Il leur rappela aussi les secours accordés à leurs pères, notamment comment, au temps de Sennachérib, cent quatre-vingt-cinq mille ennemis avaient péri.
Il évoqua encore la bataille livrée en Babylonie contre les Galates : huit mille Juifs, avec quatre mille Macédoniens, avaient vaincu cent vingt mille ennemis grâce au secours venu du ciel, et remporté un immense butin.
Après les avoir remplis de courage par ces paroles et préparés à mourir pour les lois et la patrie, il divisa son armée en quatre groupes.
Il plaça ses frères Simon, Joseph et Jonathan à la tête de trois groupes, avec mille cinq cents hommes chacun.
Il chargea Éléazar de lire le Livre sacré. Puis, après avoir donné comme mot d’ordre : « Secours de Dieu ! », Judas prit lui-même la tête du premier corps et engagea le combat contre Nicanor.
Avec le Tout-Puissant comme allié, ils tuèrent plus de neuf mille ennemis, blessèrent et mutilèrent la plus grande partie de l’armée de Nicanor et mirent tout le reste en fuite.
Ils s’emparèrent de l’argent des marchands venus les acheter comme esclaves. Après avoir poursuivi longtemps les fuyards, ils durent revenir faute de temps.
Car c’était la veille du sabbat ; c’est pourquoi ils ne prolongèrent pas leur poursuite.
Après avoir recueilli les armes et dépouillé les morts, ils célébrèrent le sabbat, bénissant avec ferveur le Seigneur qui les avait préservés jusqu’à ce jour et avait commencé à leur rendre sa miséricorde.

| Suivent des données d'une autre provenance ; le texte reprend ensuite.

PR #156, opened 2023-05-25
[bitnami] Adds ecosystem and prefix for Bitnami

gongomgra:
We are in the process of creating/publishing our own CVE feed based on OSV schema for the [Bitnami catalog](https://bitnami.com/), but we would like to start the review process for a `Bitnami` ecosystem key. Do not hesitate to ask any questions you may have.

### DIFF
--- a/docs/schema.md
+++ b/docs/schema.md
@@ -287,17 +287,6 @@ The defined database prefixes and their "home" databases are:
       </td>
     </tr>
     <tr>
-      <td><code>BITNAMI</code></td>
-      <td><a href="https://github.com/bitnami/vulndb">Bitnami Vulnerability Database</a></td>
-      <td>
-        <ul>
-          <li>How to contribute: <a href="https://github.com/bitnami/vulndb/blob/main/CONTRIBUTING.md">https://github.com/bitnami/vulndb/blob/main/CONTRIBUTING.md</a></li>
-          <li>Source URL: <code>https://github.com/bitnami/vulndb/blob/main/data/&lt;component&gt;/&lt;ID&gt;.json</code></li>
-          <li>OSV Formatted URL: <code>N/A</code></li>
-        </ul>
-      </td>
-    </tr>
-    <tr>
       <td>Your database here</td>
       <td colspan="2"><a href="https://github.com/ossf/osv-schema/compare">Send us a PR</a></td>
     </tr>
--- a/docs/schema.md
+++ b/docs/schema.md
@@ -287,6 +287,17 @@ The defined database prefixes and their "home" databases are:
       </td>
     </tr>
     <tr>
+      <td><code>BIT</code></td>
+      <td><a href="https://github.com/bitnami/vulndb">Bitnami Vulnerability Database</a></td>
+      <td>
+        <ul>
+          <li>How to contribute: <a href="https://github.com/bitnami/vulndb/blob/main/CONTRIBUTING.md">https://github.com/bitnami/vulndb/blob/main/CONTRIBUTING.md</a></li>
+          <li>Source URL: <code>https://github.com/bitnami/vulndb/blob/main/data/&lt;component&gt;/&lt;ID&gt;.json</code></li>
+          <li>OSV Formatted URL: <code>N/A</code></li>
+        </ul>
+      </td>
+    </tr>
+    <tr>
       <td>Your database here</td>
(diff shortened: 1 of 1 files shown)


docs/schema.md
```diff
@@ -527,6 +538,7 @@ The defined ecosystems are:
 | `ConanCenter` | The ConanCenter ecosystem for C and C++; the `name` field is a Conan package name.  |
 | `Rocky Linux` | The Rocky Linux package ecosystem; the `name` is the name of the source package. The ecosystem string might optionally have a `:<RELEASE>` suffix to scope the package to a particular Rocky Linux release. `<RELEASE>` is a numeric version.
 | `AlmaLinux` | AlmaLinux package ecosystem; the `name` is the name of the source package. The ecosystem string might optionally have a `:<RELEASE>` suffix to scope the package to a particular AlmaLinux release. `<RELEASE>` is a numeric version.
+| `Bitnami` | Bitnami package ecosystem; the `name` is the name of the affected component. |
```
oliverchang, line 541: Is there documentation or additional rules around the naming for a "component" ?

docs/schema.md
```diff
@@ -286,6 +286,17 @@ The defined database prefixes and their "home" databases are:
         </ul>
       </td>
     </tr>
+    <tr>
+      <td><code>BITNAMI</code></td>
```
oliverchang, line 290: Do these advisories come with their own IDs? If so, we can document them under https://ossf.github.io/osv-schema/#id-modified-fields.

oliverchang (commented):
nice! Thanks for this contribution. I just have some questions.

docs/schema.md
gongomgra: We had to open a few CVEs in the past, but we don't have a specific identifier like RHSA or similar, so I will remove this from the PR. Thank you for checking!

docs/schema.md
gongomgra: We don't have any special rule for naming our components, apart from using lowercase and dashes as separators (i.e. `wordpress-multisite`). We also publish the official URL of those packages in our [Dockerfiles](https://github.com/bitnami/containers/blob/main/bitnami/wordpress/6/debian-11/Dockerfile#L23) on GitHub. 

We also provide `purl` for those packages like `pkg:bitnami/wordpress@6.2.2`.

oliverchang: Ack, thanks!

docs/schema.md
oliverchang: Apologies for my slightly confusing original comment. Nothing having a specific identifier does make things a bit more complicated within the OSV ecosystem, since if you use e.g. CVEs as the ID directly it's hard to disambiguate advisories. 

Do you have any existing examples of any Bitnami-specific advisories? It may be very worthwhile to have a specific identifier for the Bitnami-specific advisories so that it's clear exactly where it comes from and what it's specific to.

gongomgra: We only had to register CVEs for specific Bitnami products a few times in the past. And for those we filled a regular CVE on NVD. 

As we are distributing open source programs like WordPress or Redmine as provided from upstream projects (no modification to source code, just easy way to consume), we understand a custom `BITNAMI-2023-0001` ID doesn't make much sense for our specific use case. Can you help us to clarify this point?

oliverchang: To clarify, I'm suggesting that Bitnami does have its own ID namespace, to have more ownership over the Bitnami-specific bits. Even if you don't modify source code etc, there may still be interesting additional context through textual descriptions, or different severities. A cheap way to get a custom ID namespace is to just prefix CVEs with BITNAMI or something similar. e.g. BITNAMI-CVE-XXXX-XXX. 

If this doesn't make sense for you, that's OK and we can just go with CVEs. I'll merge this as-is in that case.

gongomgra: @oliverchang Thanks for your message, I really appreciate the clarification. Let me check it with the team and get back to you.

oliverchang: Yes, absolutely! Please add that ID section back to document this :)

gongomgra: Hi @oliverchang,

I have just recovered the section for `BIT` prefix instead of `BITNAMI` as we have agreed. Let me know if there is anything else I may update.

oliverchang (approved):
thanks!

Issue #150, opened 2023-04-04
Clarify use case for `last_affected` / Should `last_affected` be used for unpatched vulnerabilities?


Marcono1234:
Could you please clarify the expected use case for `last_affected`?

Currently the GitHub advisory database seems to use it (in some cases?) for unpatched vulnerabilities to describe the currently latest version when the vulnerability was discovered. Is that the intended use case, or was it rather intended for situations where the exact fix version is unknown but the vulnerability cannot be reproduced starting with a certain version, respectively can only be reproduced up to version `last_affected`?

My concern is that, especially when advisories are created without proper communication with the maintainers (which sadly still happens), new versions after `last_affected` are released which still contain the vulnerability but the advisory is not adjusted. In that case users believe they are safe even though they are not.

Examples for this usage of `last_affected` might be https://github.com/advisories/GHSA-22wj-vf5f-wrvj (and corresponding discussion in https://github.com/h2database/h2database/issues/3686) and https://github.com/advisories/GHSA-p8p7-x288-28g6. Both seem to just contain the back then latest version as `last_affected`. There are probably more cases of this, maybe even some where indeed the version after `last_affected` still contained the vulnerability, but finding such advisories might be tedious.

andrewpollock:
Hi,

We're going to review the clarity of the text at https://ossf.github.io/osv-schema/#affectedrangesevents-fields

In a nutshell, `last_affected` sets a ceiling on known to be vulnerable versions, i.e. versions "less than or equal to" this version are to be considered vulnerable and everything after this version is not vulnerable.

We've flagged this issue with GitHub to bring it to their attention. It's quite possible they're erring on the side of false negatives in favour of false positives.

rhalar:
I'm not sure I quite follow how this could be claimed, but perhaps I am not up to date in how this things get reported? In my understanding there is the situation where a vulnerability was found and the maintainer of the package issues a fix which in not part of any release (yet), but will be in the next one. In which case this is correct, the last version affected version _will_ be the one noted in `last_affected`.

But I don't believe the assumption that the next release will necessarily contain the fix holds? How then does one mark a vulnerability which has no known fix, where each subsequent release _should_ be vulnerable?
This would imply that advisories are kept up to date as new release come out, I didn't quite get the impression they are that well maintained though (understandably so I should add, this also depends on the transparency of the maintainer).

chrisbloom7:
[...]

Issue #146, opened 2023-04-04
Trying to understand why last_affected and fixed are exclusionary?


kurtseifried:
In the schema:

                {
                  "if": {
                    "properties": {
                      "events": {
                        "contains": {
                          "required": ["last_affected"]
                        }
                      }
                    }
                  },
                  "then": {
                    "not": {
                      "properties": {
                        "events": {
                          "contains": {
                            "required": ["fixed"]
                          }
                        }
                      }
                    }
                  }
                }

Why are they exclusionary? I couldn't find anything in the docs. Was there a discussion about this that I can view that explains it?

kurtseifried:
Or was it meant to have all 4 in there as per:

Only **a single type** (either `"introduced"`, `"fixed"`, `"last_affected"`,
`"limit"`) is allowed in each event object. For instance,
`{"introduced": "1.0.0", "fixed": "1.0.2"}` is **invalid**.

oliverchang:
This is this sentence in the schema:

"Entries in the events array can contain either "last_affected" or "fixed" events, but not both."

The intention is to prevent confusing combinations of last_affected and fixed within the same `events` array, because they make each other redundant.

kurtseifried:
Ok, can we update the docs to mention that this is actually enforced in the schema?

bagder:
Why can't we have both? As a mere human, I think they provide information and it certainly doesn't *hurt* to have both even if one of them would suffice.

andrewpollock:
@kurtseifried I'm trying to determine if there's anything actionable here. 

Are you asking to more explicitly state that things documented as being required by the schema are enforced by the schema definition?

kurtseifried:
> @kurtseifried I'm trying to determine if there's anything actionable here.
> 
> Are you asking to more explicitly state that things documented as being required by the schema are enforced by the schema definition?

At a minimum, it needs to be documented, and enforced in the schema, so those both need an update.

Also, I think, in line with @bagder it is not necessary to make it exclusionary especially as there are many cases where "The intention is to prevent confusing combinations of last_affected and fixed within the same events array, because they make each other redundant." is not correct (Cisco software train version, Linux Kernel, etc.).

andrewpollock:
> At a minimum, it needs to be documented, and enforced in the schema, so those both need an update.

I think the point @oliverchang was trying to make was that these are both the case today, if I am reading correctly?

Perhaps you could send us a PR to illustrate what you feel needs to be updated?

[...]

PR #159, opened 2023-06-15
Clarified last_affected

hayleycd:
This is a first pass at further clarifying the `"last_affected"` field and addressing #146 and #150. 

Preview is available [here](https://hayleycd.github.io/osv-schema/#requirements)

### DIFF
--- a/docs/schema.md
+++ b/docs/schema.md
@@ -650,10 +650,11 @@ Only **a single type** (either `"introduced"`, `"fixed"`, `"last_affected"`,
 Entries in the `events` array can contain either `"last_affected"` or `"fixed"`
 events, but not both. It's **strongly recommended** to use `"fixed"` instead of
 `"last_affected"` where possible, as it precisely identifies the version which
-contains the fix. `"last_affected"` should be thought of as a hard ceiling. 
-Versions above `"last_affected"` are considered unaffected. Unfortunately this 
-opens up the possibility for false negatives, which is why `"fixed"` is 
-overwhelmingly preferred.  
+contains the fix. `"last_affected"` should be thought of as the hard ceiling 
+of the vulnerability _at the time of publication_ in the absence of a fixed version.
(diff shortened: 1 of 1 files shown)


docs/schema.md
```diff
@@ -650,7 +650,10 @@ Only **a single type** (either `"introduced"`, `"fixed"`, `"last_affected"`,
 Entries in the `events` array can contain either `"last_affected"` or `"fixed"`
 events, but not both. It's **strongly recommended** to use `"fixed"` instead of
 `"last_affected"` where possible, as it precisely identifies the version which
-contains the fix.
+contains the fix. `"last_affected"` should be thought of as a hard ceiling. 
+Versions above `"last_affected"` are considered unaffected. Unfortunately this 
+opens up the possibility for false negatives, which is why `"fixed"` is 
+overwhelmingly preferred.
```
chrisbloom7, line 656: I think it's useful to emphasize that the use of `last_affected` is limited to specific situations where there is no known fix at the time of publication. I also would suggest slightly de-emphasizing that versions above are unaffected, as likely as that scenario is.

```suggestion
contains the fix. `"last_affected"` should be thought of as the hard ceiling 
of the vulnerability _at the time of publication_ in the absence of a fixed version.
Versions above `"last_affected"` should be considered unaffected. Unfortunately
this opens up the possibility for false negatives, which is why `"fixed"` is 
overwhelmingly preferred.
```

chrisbloom7 (approved):
Thanks for adding this clarification! I added a small suggestion based on my [response](https://github.com/ossf/osv-schema/issues/150#issuecomment-1601930082) to the originating issue

docs/schema.md
hayleycd: Agreed. Thanks!

oliverchang (approved):
Thanks @hayleycd and @chrisbloom7 for the wording fixes here!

Après le sabbat, ils distribuèrent une part du butin aux victimes des tortures, aux veuves et aux orphelins ; ils partagèrent le reste entre eux et leurs enfants.

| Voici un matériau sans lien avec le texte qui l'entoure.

PR #165, opened 2023-06-24
Fixed cvssv3 regex missing escape

kurtseifried:


oliverchang (approved):
thanks @kurtseifried !!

Après cela, ils firent ensemble une supplication commune, demandant au Seigneur miséricordieux de se réconcilier pleinement avec ses serviteurs.

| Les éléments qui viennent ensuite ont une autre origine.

PR #166, opened 2023-06-24
Added CVSSv4 support

kurtseifried:

### DIFF
--- a/docs/schema.md
+++ b/docs/schema.md
@@ -433,6 +433,7 @@ describes the quantitative method used to calculate the associated `score`.
 | --------- | ----------- |
 | `CVSS_V2` | A CVSS vector string representing the unique characteristics and severity of the vulnerability using a version of the [Common Vulnerability Scoring System notation](https://www.first.org/cvss/v2/) that is == 2.0 (e.g.`"AV:L/AC:M/Au:N/C:N/I:P/A:C"`).|
 | `CVSS_V3` | A CVSS vector string representing the unique characteristics and severity of the vulnerability using a version of the [Common Vulnerability Scoring System notation](https://www.first.org/cvss/) that is >= 3.0 and < 4.0 (e.g.`"CVSS:3.1/AV:N/AC:H/PR:N/UI:N/S:C/C:H/I:N/A:N"`).|
+| `CVSS_V4` | A CVSS vector string representing the unique characteristics and severity of the vulnerability using a version of the [Common Vulnerability Scoring System notation](https://www.first.org/cvss/) that is >= 4.0 and < 5.0 (e.g.`"CVSS:4.0/AV:A/AC:H/AT:P/PR:L/UI:P/S:X/AU:X/R:X/V:X/RE:X/U:X/MAV:X/MAC:X/MAT:X/MPR:X/MUI:X/MVC:X/MVI:X/MVA:X/MSC:X/MSI:X/MSA:X/CR:X/IR:X/AR:X/E:X"`).|
 | Your quantitative severity type here. | [Send us a PR](https://github.com/ossf/osv-schema/compare). |
 
 ### severity[].score field
--- a/validation/schema.json
+++ b/validation/schema.json
@@ -289,7 +289,8 @@
             "type": "string",
             "enum": [
               "CVSS_V2",
-              "CVSS_V3"
+              "CVSS_V3",
+              "CVSS_V4"
             ]
           },
           "score": {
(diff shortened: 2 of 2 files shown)


kurtseifried:
https://github.com/ossf/osv-schema/issues/167

oliverchang (commented):
Thanks @kurtseifried. How stable/finalised is CVSS 4.0?

kurtseifried:
It's basically done, in theory it might change:

The CVSS v4.0 Public Preview comment period began on June 8, 2023, and runs through July 31, 2023. All feedback will be reviewed and addressed by August 31, 2023, with a target official publication date of October 1, 2023.

but in practice I think we're all pretty safe to assume this is what it is. 40+ people contributed to it representing a lot of companies, I can;t imagine someone will pop out with something major. We can also update it if needed, no?

oliverchang:
> It's basically done, in theory it might change:
> 
> The CVSS v4.0 Public Preview comment period began on June 8, 2023, and runs through July 31, 2023. All feedback will be reviewed and addressed by August 31, 2023, with a target official publication date of October 1, 2023.
> 
> but in practice I think we're all pretty safe to assume this is what it is. 40+ people contributed to it representing a lot of companies, I can;t imagine someone will pop out with something major. We can also update it if needed, no?

Do we expect any places to start publishing this before it's completely finalised? Even if the risk is small, I'd prefer that we add this to the schema once CVSS 4 is completely done to avoid potential backwards incompatible changes. More so if realistically nobody is going to use this new standard until then.

kurtseifried:
https://www.first.org/cvss/v4-0/ is now public (it was finalized some time ago).

docs/schema.md
```diff
@@ -433,6 +433,7 @@ describes the quantitative method used to calculate the associated `score`.
 | --------- | ----------- |
 | `CVSS_V2` | A CVSS vector string representing the unique characteristics and severity of the vulnerability using a version of the [Common Vulnerability Scoring System notation](https://www.first.org/cvss/v2/) that is == 2.0 (e.g.`"AV:L/AC:M/Au:N/C:N/I:P/A:C"`).|
 | `CVSS_V3` | A CVSS vector string representing the unique characteristics and severity of the vulnerability using a version of the [Common Vulnerability Scoring System notation](https://www.first.org/cvss/) that is >= 3.0 and < 4.0 (e.g.`"CVSS:3.1/AV:N/AC:H/PR:N/UI:N/S:C/C:H/I:N/A:N"`).|
+| `CVSS_V4` | A CVSS vector string representing the unique characteristics and severity of the vulnerability using a version of the [Common Vulnerability Scoring System notation](https://www.first.org/cvss/) that is >= 4.0 and < 5.0 (e.g.`"CVSS:4.0/AV:A/AC:H/AT:P/PR:L/UI:P/S:X/AU:X/R:X/V:X/RE:X/U:X/MAV:X/MAC:X/MAT:X/MPR:X/MUI:X/MVC:X/MVI:X/MVA:X/MSC:X/MSI:X/MSA:X/CR:X/IR:X/AR:X/E:X"`).|
```
oliverchang, line 436: Just a question: 

https://www.first.org/cvss/v4.0/specification-document states:

"A vector string must contain metrics in the order shown in Table 23, every other ordering is invalid. All Base metrics must be included in a vector string."

The example vector string here doesn't seem to follow the order in table 23 of the spec. e.g. "Exploit Maturity (E)" is listed in the middle of the table, but is the last metric in the example vector string.

Am I reading the spec correctly here? 

This seems different from CVSS 3.x (which states "A vector string should contain metrics in the order shown in Table 15, though other orderings are valid."). We had to remove our regex validation because  of that (https://github.com/ossf/osv-schema/issues/168).

oliverchang (commented):
Thanks @kurtseifried ! I just have some questions on this

validation/schema.json
```diff
@@ -328,6 +329,22 @@
...
+              "properties": {
+                "type": {
+                  "const": "CVSS_V4"
+                }
+              }
+            },
+            "then": {
+              "properties": {
+                "score": {
+                  "pattern": "CVSS:4\\.[0-9]\\/AV:[NALP]\\/AC:[LH]\\/AT:[NP]\\/PR:[NLH]\\/UI:[NPA](\\/VC:[HLN]\\/VI:[HLN]\\/VA:[HLN]\\/SC:[HLN]\\/SI:[HLN]\\/SA:[HLN])?\\/S:[XNP]\\/AU:[XNY]\\/R:[XAUI]\\/V:[XDC]\\/RE:[XLMH]\\/U:[XCGAR]\\/MAV:[XNALP]\\/MAC:[XLH]\\/MAT:[XNP]\\/MPR:[XNLH]\\/MUI:[XNPA]\\/MVC:[XHLN]\\/MVI:[XHLN]\\/MVA:[XHLN]\\/MSC:[XHLN]\\/MSI:[XSHLN]\\/MSA:[XSHLN]\\/CR:[XHML]\\/IR:[XHML]\\/AR:[XHML]\\/E:[XAPU]"
```
oliverchang, line 344: Same comment re ordering here. We also need to make sure the metrics listed as optional in the spec are actually optional here (per table 23 in https://www.first.org/cvss/v4.0/specification-document).

pandatix:
Hi everyone, FIRST.ORG CVSS SIG member and the man that actually did this typo after a refacto 😅 
The official Base metric ordering is `AV / AC / AT / PR / UI / VC / VI / VA / SC / SI / SA`, and will be fixed soon, so the RedHat calculator and the **official** regex provided are valid. The issue we have is that the FIRST.ORG seem to don't have an existing Errata process for the specifications so we are trying to figure out the best way to do it.

I recommend using the [official CVSS v4.0 regex in the data representations](https://www.first.org/cvss/cvss-v4.0.json) rather than a handmade one that actually does not validate string representations properly @kurtseifried.

validation/schema.json
pandatix: I recommend using the official regular expression that is fully compliant with the specification [here](https://www.first.org/cvss/cvss-v4.0.json).

docs/schema.md
pandatix: For the reason you pointed out, we had to change the fixed ordering rule. Indeed, building a CVSS v4.0-compliant regular expression imply testing O(n!) combinations, and with 32 unique metrics... The regex would be Terrabytes long 😅

The documented CVSS v4.0 vector/string representation here is invalid as the group order is BTES, not BSTE. The valid vector must be `CVSS:4.0/AV:A/AC:H/AT:P/PR:L/UI:P/VC:N/VI:N/VA:N/SC:N/SI:N/SA:N/E:X/CR:X/IR:X/AR:X/MAV:X/MAC:X/MAT:X/MPR:X/MUI:X/MVC:X/MVI:X/MVA:X/MSC:X/MSI:X/MSA:X/S:X/AU:X/R:X/V:X/RE:X/U:X`.

oliverchang:
Hey @kurtseifried ! Do you think you'll be able to find some time to address these comments? 

If you're busy, perhaps @pandatix you could help move this forward with a separate PR with the changes you think are needed?

oliverchang:
Superseded by https://github.com/ossf/osv-schema/pull/213. Thanks all!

Dans les combats suivants contre les troupes de Timothée et de Bacchidès, ils tuèrent plus de vingt mille hommes et s’emparèrent aisément de forteresses très solides. Ils partagèrent l’abondant butin en donnant aux victimes des tortures, aux orphelins, aux veuves et même aux vieillards une part égale à la leur.
Ils recueillirent les armes ennemies et les déposèrent soigneusement dans des endroits sûrs ; ils apportèrent le reste du butin à Jérusalem.
Ils tuèrent aussi le phylarchque des troupes de Timothée, homme très impie qui avait fait beaucoup de mal aux Juifs.
Pendant qu’ils célébraient la victoire dans leur patrie, ils brûlèrent Callisthène et quelques autres qui avaient incendié les portes sacrées et s’étaient réfugiés dans une petite maison ; ils reçurent ainsi, selon le récit, le salaire mérité de leur impiété.
Quant à Nicanor, trois fois maudit, qui avait amené mille marchands pour acheter les Juifs,
il fut profondément humilié, avec l’aide du Seigneur, par ceux qu’il avait tenus pour rien. Il quitta ses vêtements de gloire et, traversant seul l’intérieur du pays comme un esclave fugitif, arriva à Antioche, désespéré par la destruction de son armée.
Celui qui avait promis de payer le tribut romain avec le prix des captifs de Jérusalem dut proclamer que les Juifs avaient Dieu pour défenseur et qu’ils étaient invulnérables parce qu’ils observaient les lois qu’il leur avait données.